PR #286, opened 2017-06-27
Generalized loop blocking

FabioLuporini:
This PR does three main things:

1- it ships a range of (relatively small) improvements all over the codebase
2- bug fixes
3- it "generalizes" the loop blocking algorithm

1 - Improvements
=============
1.1 Simpler and more effective DLE ``create_elemental_functions()``
1.2 More powerful DLE inspection routines (eg, ``filter_iterations()``)
1.3 Better, refreshed documentation
1.4 Introduction of ``OperatorDebug`` to ease C-level debugging
1.5 Refactoring. Profiling now in a separate module; dropped legacy functions (now unused); more visitors, enhanced Transformer; updated tests

2 - Bug fixes
=========
2.1 Always attempt to generate parametric array sizes
2.2 Fix data type construction at code generation time (see changes in ``cgen_utils.py``)
2.3 Attach pragmas to ``Iteration``, not through ``List`` objects
2.4 Fix DLE's data dependence analysis (subtle, rare bug arising due to the other changes in this PR)
2.5 Minor fixes to some visitors (handle some corner cases)
2.6 DSE: Introduce ``cluster.reschedule()`` to honor original expression ordering (fixes subtle, rare bug)
2.7 Reuse existing ``function`` instance (type: ``AbstractSymbol``) when calling ``.indexed`` on a data object

3 - Generalized loop blocking
=======================
This is the main contribution of the PR. 
Here's the problem: *if* cross-stencil redundancies are detected by the DSE (also read the note at the bottom), then what you see [here](https://gist.github.com/FabioLuporini/0f8be298523d10b6978d55e1e5553f8f) at the top is the resulting loop nest; that is, this is the loop nest in **input** to the DLE. Capturing cross-stencil redundancies increases the memory footprint, so the only option to avoid an explosion in occupied memory is to apply loop blocking **across** the two loop nests that you see at the link (the first loop nest is pre-evaluating the cross-stencil redundancies into vector temporaries). This required two major changes to the loop blocking algorithm:

* The introduction of ``IterationFold``, as well as routines to "fold" and "unfold" iterations. Folding (which has **nothing** to do with YASK's vector folding) is the process by means of which a sequence of consecutive loop nests are mapped onto a "single abstract loop nest". You see these routines in the new Python module ``blocking_utils.py``. The usual loop blocking algorithm is then applied to ``IterationFold``s, rather than ``Iteration``s.
* Changing the original blocking algorithm so that the remainder loops are also blocked. This is necessary because the created vector temporaries are of size ``[x_block_size][y_block_size][z_block_size]``, and if a remainder loop went from 0 to say ``x_size-1``, rather than to ``x_block_size-1``, then we would end up accessing illegal memory

The (crazy) structure of the loop nest returned by the DLE is shown at the link above.

***FINAL NOTE***
The cross-stencil redundancies detection algorithm is now available in Devito and all tests pass if activated, but at the moment it is still off by default. This is because of two reasons: 1) a complete performance evaluation is missing; 2) a few minor (performance) fixes are still required. To turn the pass on, just switch the following line in ``dse/symbolics.py``:

`'_extract_time_varying': ('future',),` --> `'_extract_time_varying': ('advanced',),`

### DIFF
--- a/devito/dle/inspection.py
+++ b/devito/dle/inspection.py
@@ -3,7 +3,7 @@ from devito.visitors import FindSections
 __all__ = ['filter_iterations', 'retrieve_iteration_tree']
 
 
-def retrieve_iteration_tree(node):
+def retrieve_iteration_tree(node, mode='normal'):
     """Return a list of all :class:`Iteration` sub-trees rooted in ``node``.
     For example, given the Iteration tree:
 
@@ -19,9 +19,24 @@ def retrieve_iteration_tree(node):
     Return the list: ::
 
         [(Iteration i, Iteration j, Iteration k), (Iteration i, Iteration p)]
-    """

__What to do__.
Using the entries above, give again exactly the lines from the line holding "devito.visitors import FindSections" through the line holding "For example, given". Include both end lines and nothing else.

__Exercise response__.
@@ -3,7 +3,7 @@ from devito.visitors import FindSections
 __all__ = ['filter_iterations', 'retrieve_iteration_tree']
 
 
-def retrieve_iteration_tree(node):
+def retrieve_iteration_tree(node, mode='normal'):
     """Return a list of all :class:`Iteration` sub-trees rooted in ``node``.
     For example, given the Iteration tree:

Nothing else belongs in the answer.